総務省統計局「令和3年(2021年)経済センサス - 活動調査」によると、「通信業」「情報サービス業」(システム開発など)、「インターネット附随サービス業」(クラウドサービスなど)約5.4万事業所のうち半数近くの2.6万事業所が首都圏1都3県に集まっています。本稿では、いわゆるテック産業に焦点を当てるため、同じ「情報通信業」に含まれる放送業や出版業などを除いたこれら3業種を「IT企業」と総称します。
また、人材の面でも集中は顕著です。
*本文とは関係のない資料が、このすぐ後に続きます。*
PR #1840, opened 2018-10-16
Add some fixes to speed up RN50 training

mbrookhart:
make_zeros was adding an extra OutputElement to Batchnorm that broke fprop_cache performance a little, and the Relu change enables BN+relu and Conv+relu fusion for training


mbrookhart:
Props to @Krovatkin for figuring out why I was getting 5 output elements from Batchnorm.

総務省統計局「令和2年(2020年)国勢調査」によれば、「システムコンサルタント・設計者」「ソフトウェア作成者」「その他の情報処理・通信技術者」という3つの職業にあてはまる人々(本稿ではこれを「IT人材」と定義)は全国に約125万人いますが、そのうち76万人が首都圏に在住しています。
このようにIT企業が首都圏に集中している要因としては、
(1)顧客・市場へのアクセスのしやすさ
(2)人材確保のしやすさ
が挙げられます。
(1)顧客・市場へのアクセスのしやすさという点では、特に企業の社内システムの分野において、顧客企業の本社部門(情報システム部、DX推進部など)が投資判断や導入プロジェクトの指揮を行うことが多く、本社機能が集中している東京は、営業活動や受注後の打ち合わせ、導入後のサポートの点で有利です。
(2)人材確保のしやすさの点では、首都圏が大学、大学院卒業者の割合、絶対数ともに際立っており、コンピューターサイエンスの素養のある学生や営業、コンサル志望の学生など、IT産業と相性のよい人材を新卒で採用できる多くの機会があります。エンジニアの転職市場も非常に活発です。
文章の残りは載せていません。